Preserving the Graph

We made the critical assumption that the linear order of content always must be decided, or that those who read it must strictly adhere to it. This is of course not true. Rather, one may visualize it as a spectrum. On the one side we have a strictly determined ordering of all content within a source, where everything is intended to be read from top to bottom. On the other side, one may defer this decision, preserving the graph-like structure, and allowing a reader to navigate it themselves.

An example of resources that fall on the latter end of the scale are encyclopedias, including Wikipedia. We make some larger collection of smaller entries and leave them unordered (or ordered by something other than content, such as alphabetically for faster lookup). Each entry then contains references to other entries. If the user needs more context on these related entries they look them up.

Hypertext Theory became the digital version of this approach. In this framework, knowledge is broken down into nodes (individual units of information) and edges (the relationships between these pieces of information). Readers then traverse these edges based on the information they deem most relevant.

However, this freedom introduces a new cognitive burden: The Navigation Problem.
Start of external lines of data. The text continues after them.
PR #1708, opened 2026-02-19
[feat]: add `context.setExtraHTTPHeaders()`

seanmcguire12:
# why
- to enable users to set headers to be included in every request created by every page within the `context`
# what changed
- added a new function `context.setExtraHTTPHeaders()` which calls the `Network.setExtraHTTPHeaders` CDP command on all existing sessions
- we also call `Network.setExtraHTTPHeaders` with the user defined headers whenever we attach to a new target (via `onAttachedToTarget`)
- if there is a rejected promise when headers are being set, a `StagehandSetExtraHTTPHeadersError` will be thrown
# test plan
- added an e2e test to confirm that headers are being correctly set by listening to `Network.requestWillBeSent` and inspecting headers
- also added unit tests to confirm that the custom error is being thrown correctly when promises reject

---
## Summary by cubic
Adds context.setExtraHTTPHeaders() to set default HTTP headers on every request from all pages in a context. Implements STG-1411; applies to current sessions and newly attached targets after Network.enable.

- **New Features**
  - New API: context.setExtraHTTPHeaders(headers) sends Network.enable then Network.setExtraHTTPHeaders to each active session; repeats on attach for new targets.
  - Public error: StagehandSetExtraHTTPHeadersError with per-session failure details.
  - Tests: e2e verifies navigation headers; unit tests cover multi-session send and error reporting; public error type is exported.

<sup>Written for commit 21606892ebf693f7798d3d4fea695c1563caa16f. Summary will update on new commits. <a href="https://cubic.dev/pr/browserbase/stagehand/pull/1708">Review in cubic</a></sup>

### DIFF
--- a/packages/core/lib/v3/understudy/context.ts
+++ b/packages/core/lib/v3/understudy/context.ts
@@ -121,8 +121,6 @@ export class V3Context {
   private pendingCreatedTargetUrl = new Map<TargetId, string>();
   private readonly initScripts: string[] = [];
   private extraHttpHeaders: Record<string, string> | null = null;
-  // Monotonic token to avoid stale rollbacks when overlapping header updates run.
-  private extraHttpHeadersVersion = 0;
 
   private installTargetSessionListeners(session: CDPSessionLike): void {
     const sessionId = session.id;
@@ -342,12 +340,7 @@ export class V3Context {
   public async setExtraHTTPHeaders(
     headers: Record<string, string>,
   ): Promise<void> {
-    const previousHeaders = this.extraHttpHeaders
-      ? { ...this.extraHttpHeaders }
-      : null;
     const nextHeaders = { ...headers };
-    // Capture a version token so overlapping calls don't roll back newer updates.
-    const version = ++this.extraHttpHeadersVersion;
     this.extraHttpHeaders = nextHeaders;
 
     const sessions: CDPSessionLike[] = [];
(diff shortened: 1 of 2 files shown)


packages/core/lib/v3/understudy/context.ts
```diff
@@ -274,6 +281,70 @@ export class V3Context {
...
+
+    const failures = await applyHeaders(nextHeaders, version);
+    if (failures.length) {
+      // Only roll back if this call is still the latest.
+      if (version === this.extraHttpHeadersVersion) {
+        this.extraHttpHeaders = previousHeaders;
+        const rollbackHeaders = previousHeaders ?? {};
+        await applyHeaders(rollbackHeaders, version).catch(() => {});
+      }
+      throw new StagehandSetExtraHTTPHeadersError(failures);
```
seanmcguire12, line 381: @pirate curious if you think it makes sense to throw here? vs maybe a catch & log or a catch & swallow. could be annoying to throw given the level of target attach/detach churn

seanmcguire12:
@cubic-dev-ai

packages/core/lib/v3/understudy/context.ts
```diff
@@ -274,6 +281,70 @@ export class V3Context {
...
+    headers: Record<string, string>,
+  ): Promise<void> {
+    const previousHeaders = this.extraHttpHeaders
+      ? { ...this.extraHttpHeaders }
+      : null;
+    const nextHeaders = { ...headers };
+    // Capture a version token so overlapping calls don't roll back newer updates.
+    const version = ++this.extraHttpHeadersVersion;
+    this.extraHttpHeaders = nextHeaders;
+
```
pirate: I dont think versioning is needed if we just make calls idempotent mapping updates.

Object updates are atomic in JS so idempotent updates should be possible:

```ts
send("Network.enable")

for (const [key, val] of Object.entries(nextHeaders)) {
    try {
		// incrementally update set headers, one new key:val at a time
        send("Network.setExtraHTTPHeaders", { headers: this.extraHttpHeaders })
        this.extraHttpHeaders[key] = val   // last write wins
    } catch(e) {
        // if any header setting fails, dont persist it in the cumulative state
        console.log(`Failed to set header: ...; skipping`)
    }
}
```

That way a user can do:

```ts
ctx.setExtraHTTPHeaders({'x-some-key': 'some-val'})
// then later
ctx.setExtraHTTPHeaders({'x-some-other-key': 'some-otherval'})
```

and the second will merge cleanly with the first instead of resetting the entire headers state.

If they want to clear existing headers they can always do:

```ts
ctx.setExtraHTTPHeaders({'x-some-key': null})
ctx.setExtraHTTPHeaders({'x-some-other-key': null})

// or nuke everything
const headers_reset = Object.fromEntries(Object.entries(ctx.extraHttpHeaders).map(([key, val]) => [key, null]))
ctx.etExtraHTTPHeaders(headers_reset)
```

seanmcguire12: merge behaviour diverges from playwright behaviour, which is what users are likely to expect. every subsequent call to `context.setExtraHTTPHeaders()` overwrites whatever was there before. merging only happens with `page.setExtraHTTPHeaders()`. clearing headers should be done like this `context.setExtraHTTPHeaders({})`

seanmcguire12:
@cubic-dev-ai

packages/core/lib/v3/understudy/context.ts
seanmcguire12: removed the versioning token logic in [this](https://github.com/browserbase/stagehand/pull/1708/commits/21606892ebf693f7798d3d4fea695c1563caa16f) one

Without an author-defined linear path, the reader must constantly decide which edge to follow, often leading to “cognitive overhead” or the feeling of losing oversight.

One way to improve upon this is using progressive disclosure, an interaction design pattern where an explanation of details is deferred until it is requested. In the context of the navigation problem it is implemented as a hover effect. Here, hovering over a link shows a small window with the first paragraph of the referenced article. This allows the writer to preserve the single source of truth yet limits navigational overhead since the reader doesn’t need to leave the page.
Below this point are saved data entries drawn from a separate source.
PR #1719, opened 2026-02-20
Solve init script race with Debugger.resume at frame init script injection time

pirate:
# why

Init script injection was racing with Debugger.resume() sometimes, causing frames to load without init scripts running sometimes. This led to flaky init script tests, which were legitimately catching the issue.

- https://github.com/browserbase/stagehand/actions/runs/22233062982/job/64336364420?pr=1580

image

# what changed

- queues calls on page load to run before we resume
- catches oopifs and lazy frames and click-triggered popups the same way playwright does
- removes flaky timeout/retry based prior approach

https://deepwiki.com/search/how-does-playwright-guarantee_8cf2339b-c060-4cfc-bc62-f3baaf57b229?mode=deep

# test plan

---
## Summary by cubic
Fixes the init‑script race by guaranteeing pre‑resume setup and correcting popup attach order. Init scripts now run reliably in same‑ and cross‑process popups, OOPIF iframes, and across reloads; race tests verify addScript is sent before resume per session.

- **Bug Fixes**
  - Enforce pre‑resume ordering: per‑session dispatch waiters ensure Page/Runtime enables, Target.setAutoAttach(waitForDebuggerOnStart), Network.enable/setExtraHTTPHeaders, and Page.addScriptToEvaluateOnNewDocument(runImmediately) are sent before Runtime.runIfWaitingForDebugger; resume only after dispatch; log ordering issues only for top‑level pages.
  - Stabilize attach and evaluation: fix popup attach ordering; fan out Target.* events to root listeners; retry Runtime.evaluate once on stale context ids; pre‑register the piercer script before resume and lazy‑install if needed.
  - Harden lifecycle: convert detach errors to PageNotFoundError and propagate; treat Page.enable/lifecycle acks as best‑effort; never drop top‑level Page.create due to local timeouts.
  - Expand tests and deflake: add delayed‑CDP‑send popup/iframe race repro with real URLs; assert addScript precedes resume per session; cover in‑process and cross‑process popups, window.open, OOPIF iframes, and reload persistence; update detach expectations and timeouts.

<sup>Written for commit 6f464d377a74c8430c526d06d2d3def005416e28. Summary will update on new commits. <a href="https://cubic.dev/pr/browserbase/stagehand/pull/1719">Review in cubic</a></sup>

### DIFF
--- a/packages/core/tests/integration/context-addInitScript.spec.ts
+++ b/packages/core/tests/integration/context-addInitScript.spec.ts
@@ -4,25 +4,31 @@ import { v3TestConfig } from "./v3.config.js";
 import { V3Context } from "../../lib/v3/understudy/context.js";
 import type { Page as V3Page } from "../../lib/v3/understudy/page.js";
 
+const POPUP_TIMEOUT_MS = 20_000;
+
 const toDataUrl = (html: string): string =>
   `data:text/html,${encodeURIComponent(html)}`;
 
 const waitForPopupPage = async (
   ctx: V3Context,
-  opener: V3Page,
-  timeoutMs = 5000,
+  knownTargetIds: Set<string>,
+  timeoutMs = POPUP_TIMEOUT_MS,
 ): Promise<V3Page> => {
-  const openerId = opener.targetId();
   const deadline = Date.now() + timeoutMs;
-  let popup = ctx.pages().find((p) => p.targetId() !== openerId);
-  while (!popup && Date.now() < deadline) {
-    await opener.waitForTimeout(25);
-    popup = ctx.pages().find((p) => p.targetId() !== openerId);
+  while (Date.now() < deadline) {
+    const popup = ctx
+      .pages()
+      .find((page) => !knownTargetIds.has(page.targetId()));
+    if (popup) return popup;
+    try {
+      const active = await ctx.awaitActivePage(500);
+      if (!knownTargetIds.has(active.targetId())) return active;
+    } catch {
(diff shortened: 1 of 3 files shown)


packages/core/tests/integration/context-addInitScript.spec.ts
seanmcguire12, line 1: lets try & get test that fails on main so we can make sure the cdp cmd sequencing stays bulletproof

pirate: added in `iframe-ctx-addInitScript-race.spec.ts`

packages/core/tests/integration/iframe-ctx-addInitScript-race.spec.ts
```diff
@@ -0,0 +1,193 @@
...
+
+const isBrowserbase =
+  (process.env.STAGEHAND_BROWSER_TARGET ?? "local").toLowerCase() ===
+  "browserbase";
+
+const POPUP_URL_SUBSTRING =
+  "/stagehand-eval-sites/sites/closed-shadow-dom-in-spif/";
+const POPUP_IFRAME_URL =
+  "https://browserbase.github.io/stagehand-eval-sites/sites/closed-shadow-dom-in-spif/embedded.html";
+const INIT_SCRIPT_DELAY_MS = Number(
```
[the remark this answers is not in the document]
pirate: Whoops, didn't catch that, will fix.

Consequently, the solution lies somewhere in between having some canonical path, and an immense graph of atomic nodes.

Uniqueness

Instead of expecting the reader to click a link, or scroll back/forward a few chapters in order to understand some details they have forgotten or have never learnt, you could also repeat the details that are most essential to the topic at hand. However, this introduces the issue of duplicate information.

This raises the following tradeoff: do we want knowledge to be unique across the collection of information, or do we allow some duplicate information such that people can read a section or node as a largely standalone item? For every transition from the former to the latter, you are essentially substituting a reference to an article by a simplification of its content, and maybe its nested references.

Views

The most intuitive approach to deal with all of these trade-offs is to separate the storage from the presentation. The knowledge is stored as a graph, containing nearly no duplication, and the presentation consists of views upon this knowledge. For example:

  1. We can see a large language model (LLM) as one of the more dynamic ways to generate such a view, with the knowledge base in this case being the internet. They come with two immediate issues: First, LLMs are probabilistic, and consequently make mistakes (hallucinates, misinterprets sources, etc), and second, the knowledge base is the whole internet (including Reddit) instead of some highly verified and controlled source of truth.
  2. Another arguably simpler way is using tags. Tags, have the property of being many to many, whereas categories are 1 to many. This way we can group content based on any dimension we see fit. To get back to our example of anatomy, we can group an article on the heart based on the region (say the thoracic cavity), and the system (the cardiovascular system), allowing us to dynamically switch between the two.
  3. Instead of generating views on demand one could curate them aswell. An example of this are the many Wikipedia articles containing lists: such as lists of important people with a specific name, or incidents in a specific field, or a events in a given year.